Smaller, more appropriate technologies are likely to lead to a more equal society and stop the rising inequality gap. It is generally agreed that industrialised technology advances tend to benefit the people who run businesses, not the people who work for them because they increase margins for the owners and take jobs and money away from the workers that are displaced.

“My reading of the data is that technology is the main driver of the recent increases in inequality,” the economist Erik Brynjolfsson affirmed in the MIT Tech Review. “It’s the biggest factor.”


GDP Isn’t Progress

The endless pursuit of paying for things that we don’t need is also affecting our mental health.

The charity StepChange estimates that seven million people can’t sleep because of debt.

“Millions of people are being kept awake due to money worries,” explains Mike O’Connor, StepChange’s chief executive. “They can impact on every aspect of a person’s life, from mental health problems to relationship difficulties and to be able to do a good job at work.”

To stop marketing ending us, we need to expunge it and mindless consumption from our culture. We should start to celebrate the reduction of manufacturing and consumption, not its growth.

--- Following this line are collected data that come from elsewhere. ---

PR #276, opened 2016-06-14
Configurable fetch association behaviour [return array/relation]

daniellaniyo:
Fetch association to return array or relation

@dylanahsmith & @tjoyal for review/thoughts. Cc @camilo 

## Problem

There is an [open PR](https://github.com/Shopify/identity_cache/pull/224) that prevents chaining by having fetch association to return an array. However, it was never merged since it requires changes on the Shopify side. The idea of this PR to have a version where fetch association returns an array but also supports the current behaviour, i.e. returning a relation. This will allow us to replace these relations dependencies gradually on the Shopify side while having the correct IDC default behaviour.

Once everything is cleaned up, we will plan a major release that only returns arrays.

## Solution

By default, return an Array from the fetch association method rather than a relation to prevent chaining.  Any time we need to support the old behaviour, use `IdentityCache.allow_fetch_to_return_relation` around the block. 

A first test was done on [this shopify branch](https://github.com/Shopify/shopify/compare/bump-IDC) to confirm that [tests pass](https://buildkite.com/shopify/shopify-branches/builds/112661) with these changes.  `IdentityCache.allow_fetch_to_return_relation`  will be used around tests that still depend on relations returned by fetch_association.

### DIFF
--- a/CHANGELOG.md
+++ b/CHANGELOG.md
@@ -1,8 +1,9 @@
 # IdentityCache changelog
 
-#### Unreleased
+#### 0.3.2
 
-- Stop sharing the same attributes hash between the fetched record and the memoized cache, which could interfere with dirty tracking
+- Fetch association returns relation or array depending on the configuration. It was only returning a relation for cache_has_many fetch association methods. (#276)
+- Stop sharing the same attributes hash between the fetched record and the memoized cache, which could interfere with dirty tracking (#267)
 
 #### 0.3.1
 
--- a/lib/identity_cache.rb
+++ b/lib/identity_cache.rb
@@ -40,6 +40,9 @@ module IdentityCache
     mattr_accessor :cache_namespace
     self.cache_namespace = "IDC:#{CACHE_VERSION}:".freeze
 
+    mattr_accessor :fetch_returns_relation
+    self.fetch_returns_relation = true
+
     def included(base) #:nodoc:
       raise AlreadyIncludedError if base.include?(IdentityCache::ConfigurationDSL)
 
@@ -129,6 +132,14 @@ module IdentityCache
       end
 
       result
+    end
+
+    def with_fetch_returns_relation(value = true)
+      previous_value = self.fetch_returns_relation
+      self.fetch_returns_relation = value
+      yield
+    ensure
+      self.fetch_returns_relation = previous_value
     end
 
     private
--- a/lib/identity_cache/configuration_dsl.rb
+++ b/lib/identity_cache/configuration_dsl.rb
@@ -236,7 +236,11 @@ module IdentityCache
             if IdentityCache.should_use_cache? || #{association}.loaded?
               @#{options[:records_variable_name]} ||= #{options[:association_reflection].klass}.fetch_multi(#{options[:cached_ids_name]})
             else
-              #{association}
+              if IdentityCache.fetch_returns_relation
+                #{association}
+              else
+                #{association}.to_a
+              end
             end
           end
 
--- a/lib/identity_cache/query_api.rb
+++ b/lib/identity_cache/query_api.rb
@@ -156,7 +156,7 @@ module IdentityCache
 
       def get_embedded_association(record, association, options) #:nodoc:
         embedded_variable = record.public_send(options.fetch(:cached_accessor_name))
-        if record.class.reflect_on_association(association).collection?
+        if embedded_variable.respond_to?(:to_ary)
           embedded_variable.map {|e| coder_from_record(e) }
         else
           coder_from_record(embedded_variable)
@@ -398,7 +398,7 @@ module IdentityCache
     private
 
     def fetch_recursively_cached_association(ivar_name, association_name) # :nodoc:
-      if IdentityCache.should_use_cache?
+      assoc = if IdentityCache.should_use_cache?
         ivar_full_name = :"@#{ivar_name}"
 
         if instance_variable_defined?(ivar_full_name)
@@ -409,6 +409,8 @@ module IdentityCache
       else
         send(association_name.to_sym)
       end
+      assoc = assoc.to_ary if assoc.respond_to?(:to_ary) && !IdentityCache.fetch_returns_relation
+      assoc
     end
 
     def expire_primary_index # :nodoc:
--- a/test/denormalized_has_many_test.rb
+++ b/test/denormalized_has_many_test.rb
@@ -12,6 +12,14 @@ class DenormalizedHasManyTest < IdentityCache::TestCase
     @record.reload
   end
 
+  def test_uncached_record_from_the_db_should_come_back_with_association_array_when_fetch_returns_array
+    IdentityCache.with_fetch_returns_relation(false) do    
+      assert_equal IdentityCache.fetch_returns_relation, false
+      record_from_db = Item.find(@record.id)
+      assert_equal Array, record_from_db.fetch_associated_records.class
+    end
+  end
+
   def test_uncached_record_from_the_db_will_use_normal_association
     expected = @record.associated_records
     record_from_db = Item.find(@record.id)
@@ -20,6 +28,17 @@ class DenormalizedHasManyTest < IdentityCache::TestCase
 
     assert_equal @record, record_from_db
     assert_equal expected, record_from_db.fetch_associated_records
+  end
+
+  def test_on_cache_hit_record_should_come_back_with_cached_association_array_when_fetch_returns_array
+    IdentityCache.with_fetch_returns_relation(false) do  
+      assert_equal IdentityCache.fetch_returns_relation, false
+      Item.fetch(@record.id) # warm cache
+
+      record_from_cache_hit = Item.fetch(@record.id)
+      assert_equal @record, record_from_cache_hit
+      assert_equal Array, record_from_cache_hit.fetch_associated_records.class
+    end
   end
 
   def test_on_cache_hit_record_should_come_back_with_cached_association
@@ -93,6 +112,14 @@ class DenormalizedHasManyTest < IdentityCache::TestCase
     IdentityCache.cache.expects(:delete).with(@record.primary_cache_index_key)
     child.save!
   end
+
+  def test_fetch_association_does_not_allow_chaining_when_fetch_returns_array
+    IdentityCache.with_fetch_returns_relation(false) do
+      check = proc { assert_equal false, Item.fetch(@record.id).fetch_associated_records.respond_to?(:where) }
+      2.times { check.call } # for miss and hit
+      Item.transaction { check.call }
+    end
+  end  
 
   class CheckAssociationTest < IdentityCache::TestCase
     def test_unsupported_through_assocation
--- a/lib/identity_cache/version.rb
+++ b/lib/identity_cache/version.rb
@@ -1,4 +1,4 @@
 module IdentityCache
-  VERSION = "0.3.1"
+  VERSION = "0.3.2"
   CACHE_VERSION = 6
 end
--- a/test/normalized_has_many_test.rb
+++ b/test/normalized_has_many_test.rb
@@ -195,4 +195,11 @@ class NormalizedHasManyTest < IdentityCache::TestCase
     @not_cached.save!
   end
 
+  def test_fetch_association_does_not_allow_chaining_when_fetch_returns_array
+    IdentityCache.with_fetch_returns_relation(false) do
+      check = proc { assert_equal false, Item.fetch(@record.id).fetch_associated_records.respond_to?(:where) }
+      2.times { check.call } # for miss and hit
+      Item.transaction { check.call }
+    end
+  end
 end


CHANGELOG.md
```diff
@@ -4,6 +4,10 @@
 
 - Stop sharing the same attributes hash between the fetched record and the memoized cache, which could interfere with dirty tracking
```
dylanahsmith: wouldn't this be part of the release too?

CHANGELOG.md
```diff
@@ -4,6 +4,10 @@
...
 
+#### 0.3.2
+
+- Fetch association returns relation or array depending on the configuration
```
dylanahsmith: This isn't clear about how it is configured by default.  It should behave the same way by default until 0.4 is released.

lib/identity_cache.rb
```diff
@@ -40,6 +40,9 @@ class << self
     mattr_accessor :cache_namespace
     self.cache_namespace = "IDC:#{CACHE_VERSION}:".freeze
 
+    mattr_accessor :fetch_returns_relation
+    self.fetch_returns_relation = false
```
dylanahsmith: This should be true to avoid having this release be a breaking change

lib/identity_cache/configuration_dsl.rb
```diff
@@ -236,7 +236,11 @@ def #{options[:cached_accessor_name]}
             if IdentityCache.should_use_cache? || #{association}.loaded?
               @#{options[:records_variable_name]} ||= #{options[:association_reflection].klass}.fetch_multi(#{options[:cached_ids_name]})
             else
-              #{association}
+              if IdentityCache.fetch_returns_relation
+                #{association}
+              else
+                association(:#{association}).load_target
```
dylanahsmith: I think `#{association}.to_a` would be preferred since that is part of the documented active record API.

lib/identity_cache/query_api.rb
```diff
@@ -398,18 +404,30 @@ def prefetch_one_association(association, records)
...
-
-        assoc.is_a?(ActiveRecord::Associations::CollectionAssociation) ? assoc.reader : assoc
       else
-        send(association_name.to_sym)
+        if IdentityCache.should_use_cache?
+          ivar_full_name = :"@#{ivar_name}"
+          if instance_variable_defined?(ivar_full_name)
+            instance_variable_get(ivar_full_name)
+          else
+            instance_variable_set(ivar_full_name, association(association_name).load_target)
```
dylanahsmith: I think it will be easier to reason about the code if we always store the samr thing in this instance variable and just call to_a on the result if IdentityCache.fetch_returns_relation returns false

CHANGELOG.md
dylanahsmith: We might also want to mention that it was only returning a relation for cache_has_many fetch association methods

lib/identity_cache/query_api.rb
```diff
@@ -398,18 +404,30 @@ def prefetch_one_association(association, records)
...
+          else
+            instance_variable_set(ivar_full_name, send(association_name))
+          end
 
-        assoc = if instance_variable_defined?(ivar_full_name)
-          instance_variable_get(ivar_full_name)
+          assoc.is_a?(ActiveRecord::Associations::CollectionAssociation) ? assoc.reader : assoc
         else
-          instance_variable_set(ivar_full_name, send(association_name))
+          send(association_name.to_sym)
```
camilo: `public_send` ?

daniellaniyo:
Thanks for your feedback! Please check [latest commit](https://github.com/Shopify/identity_cache/pull/276/commits/0a16f2cb38bdda9e9bfae45b9cebd01a30fc10be?diff=split) for changes.

CHANGELOG.md
daniellaniyo: Yes, it will! I have updated the changelog in my last commit.

lib/identity_cache.rb
daniellaniyo: Done! Now, set to false. I have added an `allow_fetch_to_return_array` method to go along with this change.

camilo:
LGTM wait for @dylanahsmith tho

lib/identity_cache.rb
```diff
@@ -131,6 +134,18 @@ def fetch_multi(*keys)
       result
     end
 
+    def allow_fetch_to_return_relation
+      self.fetch_returns_relation = true
+      yield
+      self.fetch_returns_relation = false
```
dylanahsmith: To avoid leaky behaviour, we usually store the old value in a local variable then use an ensure block to set it back to that old value.

You could also merge this function with the following one by just parameterizing the value.  E.g. `def with_ fetch_returns_relation(value=true)`

lib/identity_cache/query_api.rb
```diff
@@ -156,7 +156,13 @@ def set_embedded_association(record, association_name, coder_or_array) #:nodoc:
...
       def get_embedded_association(record, association, options) #:nodoc:
         embedded_variable = record.public_send(options.fetch(:cached_accessor_name))
-        if record.class.reflect_on_association(association).collection?
+        cached_association = if IdentityCache.fetch_returns_relation 
+          record.class.reflect_on_association(association).collection?
+        else
+          embedded_variable.is_a?(Array)
+        end
+
+        if cached_association
```
dylanahsmith: What you really care about is if embedded_variable is array like, which can be checked for with just `if embedded_variable.respond_to?(:to_ary)`, then you can use `embedded_variable.to_ary.map {`... on the following line

lib/identity_cache/query_api.rb
```diff
@@ -400,16 +406,18 @@ def prefetch_one_association(association, records)
...
       if IdentityCache.should_use_cache?
         ivar_full_name = :"@#{ivar_name}"
-
         assoc = if instance_variable_defined?(ivar_full_name)
           instance_variable_get(ivar_full_name)
         else
           instance_variable_set(ivar_full_name, send(association_name))
         end
-
-        assoc.is_a?(ActiveRecord::Associations::CollectionAssociation) ? assoc.reader : assoc
```
dylanahsmith: This is a weird case.  It doesn't look like `send(association_name)` would return a ActiveRecord::Associations::CollectionAssociation.  I think this is working around an inconsistency that shouldn't be there.  I'm going to open up a pull request to fix this, since it looks like it is causing some confusion.

lib/identity_cache/query_api.rb
```diff
@@ -400,16 +406,18 @@ def prefetch_one_association(association, records)
...
+        if IdentityCache.fetch_returns_relation
+          assoc.is_a?(ActiveRecord::Associations::CollectionAssociation) ? assoc.reader : assoc
+        else
+          assoc.to_a
```
dylanahsmith: This method is used for cache_has_one's fetch association method as well, so we can't always call `.to_a` if `IdentityCache.fetch_returns_relation` is false

lib/identity_cache/query_api.rb
dylanahsmith: See https://github.com/Shopify/identity_cache/pull/277

test/denormalized_has_many_test.rb
```diff
@@ -12,7 +12,23 @@ def setup
     @record.reload
   end
 
+  def test_uncached_record_from_the_db_will_use_normal_association_as_ary
+    # Test configuration where fetch association returns an array
```
dylanahsmith: Try to make the code more readable by using more appropriate variable names before adding comments.  For instance, the test name doesn't mention the configuration or `allow_fetch_to_return_array`, but it looks like that is what you are actually testing.

test/denormalized_has_many_test.rb
```diff
@@ -12,7 +12,23 @@ def setup
...
+    IdentityCache.allow_fetch_to_return_array do    
+      assert_equal IdentityCache.fetch_returns_relation, false
+      expected = @record.associated_records.to_a
+      record_from_db = Item.find(@record.id)
+      assert_queries(1) do
+        assert_memcache_operations(0) do
```
dylanahsmith: I think you are trying to test too many things here.  Try to keep the test cases more focused.  I don't think you need to test the number of queries in this case.

test/denormalized_has_many_test.rb
```diff
@@ -12,7 +12,23 @@ def setup
...
+          assert_equal expected, record_from_db.fetch_associated_records
```
dylanahsmith: It looks like a collection proxy implements `==` to compare the loaded target to the other object, so I don't think this will actually catch a regression.  I think the assertion you actually want is `assert_equal Array, @record.fetch_associated_records.class`

test/denormalized_has_many_test.rb
```diff
@@ -12,7 +12,23 @@ def setup
...
+        end
+      end
+    end
+  end
+
   def test_uncached_record_from_the_db_will_use_normal_association
+    # Test configuration where fetch association returns a relation
+    assert_equal IdentityCache.fetch_returns_relation, true
```
dylanahsmith: I don't think this is relevant for this test.

test/denormalized_has_many_test.rb
dylanahsmith: Actually, it looks like the denormalized and normalized test_fetch_association_does_not_allow_chaining_with_ary tests already provide regression tests.  What else are you trying to test with these other tests?

lib/identity_cache/query_api.rb
daniellaniyo: Would using `load_target` be a good idea here for cases where `IdentityCache.fetch_returns_relation` is false?

dylanahsmith: No, I think that should be handled separately.  I think this is what we need here

```ruby
assoc = assoc.reader if assoc.is_a?(ActiveRecord::Associations::CollectionAssociation)
assoc = assoc.to_ary if assoc.respond_to?(:to_ary) && !IdentityCache.fetch_returns_relation
assoc
```

test/denormalized_has_many_test.rb
daniellaniyo: I could surely focus on the class of the fetch result.

I had the number of queries checked to make sure we had the right behaviour for both cached & uncached records; and ensure tests in the previous [PR](https://github.com/Shopify/identity_cache/pull/224/files) were still passing.

lib/identity_cache/query_api.rb
dylanahsmith: Actually, the `assoc = assoc.to_ary if assoc.respond_to?(:to_ary) && !IdentityCache.fetch_returns_relation` line should probably happen outside of `if IdentityCache.should_use_cache?`

daniellaniyo:
@dylanahsmith Could you please check out [the latest commit](https://github.com/Shopify/identity_cache/pull/276/commits/b09c5f6798189f641b823d890eca966cc7609d4a)? Thoughts?

daniellaniyo:
Rebased to grab [277](https://github.com/Shopify/identity_cache/pull/277) changes and squashed previous commits. @dylanahsmith Could you please check out [the latest commit](https://github.com/Shopify/identity_cache/pull/276/files?diff=split)? Thoughts?

lib/identity_cache.rb
```diff
@@ -131,6 +134,14 @@ def fetch_multi(*keys)
       result
     end
 
+    def with_fetch_returns_relation(value = true)
+      previous_value = self.fetch_returns_relation
+      self.fetch_returns_relation = value
+      yield
+      ensure
```
dylanahsmith: This should be indented only as much as `def`.  The following line also needs less indentation

lib/identity_cache/query_api.rb
```diff
@@ -401,13 +401,15 @@ def fetch_recursively_cached_association(ivar_name, association_name) # :nodoc:
       if IdentityCache.should_use_cache?
```
dylanahsmith: move `assoc = ` to this line and 

```ruby
        assoc = assoc.to_ary if assoc.respond_to?(:to_ary) && !IdentityCache.fetch_returns_relation
        assoc
```

after this condition.  That way the else block can be changed back to `send(association_name.to_sym)` and the conditional array coercion only needs to happen in one place in this method

CHANGELOG.md
```diff
@@ -1,7 +1,8 @@
 # IdentityCache changelog
 
-#### Unreleased
+#### 0.3.2
 
+- Fetch association returns relation or array depending on the configuration. It was only returning a relation for cache_has_many fetch associtions methods.
```
dylanahsmith: typo: `associtions` -> `association`

Also, I think we should start referencing pull requests or issues in changelog entries by adding `(#276)` to the end to entry

daniellaniyo: Done. I've added the PR numbers for the 0.3.2 entries. See commit below.

lib/identity_cache.rb
daniellaniyo: Aaaahh my bad...derp

daniellaniyo:
@dylanahsmith Thanks for the review! Please see the latest commit [here](https://github.com/Shopify/identity_cache/pull/276/commits/8aeb2e9307edb8a690ce620efb5b75515914ec70).

dylanahsmith:
:+1:

daniellaniyo:
Great! Squashing and merging.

Let’s be pleased that car sales have declined in the US and UK, but sad that it has only fallen by 1%. Instead of all the drama around the Chancellor’s budget, we should have a budget that looks at carbon reduction and the growth of quality of life rather than just GDP.

Marketing will be the death of us all, if we don’t kill it.

Forget carbon neutrality by 2030, or even 2040 – unless we can stop being consumers and become makers and cut technology down to size. The faster we close all advertising agencies, re-skill brand managers and set R&D departments free to design out obsolescence and make products easy to repair, the quicker we will stop the slide into the extinction of our planet and personal despair.